Among the entries below, how many lines include the word "type"? Reply with only the number.

Segment Open

PR #390, opened 2023-07-05
Check for advisoryLabel instead of feedlabel

JanHoefelmeyer:
Currently the check on proper access-protectedness is done via checking the TLP-level of the feed. Any advisory placed within the wrong feed would potentially be missed or misdiagnosed.  This PR causes the check to check for the TLP-level of the advisory instead.

### DIFF
--- a/cmd/csaf_checker/processor.go
+++ b/cmd/csaf_checker/processor.go
@@ -40,10 +40,11 @@ import (
 type topicMessages []Message
 
 type processor struct {
-	opts      *options
-	validator csaf.RemoteValidator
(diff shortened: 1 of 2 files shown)


ThomasJunk (dismissed):
LGTM

s-l-teichmann (changes requested):
It's more complicated. The open http client logic is affected as well.
I will re-work it.

s-l-teichmann (approved):
LGTM now.

ThomasJunk (approved):
OK!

Segment Closed

_RESULT FOR THIS EXERCISE_: 2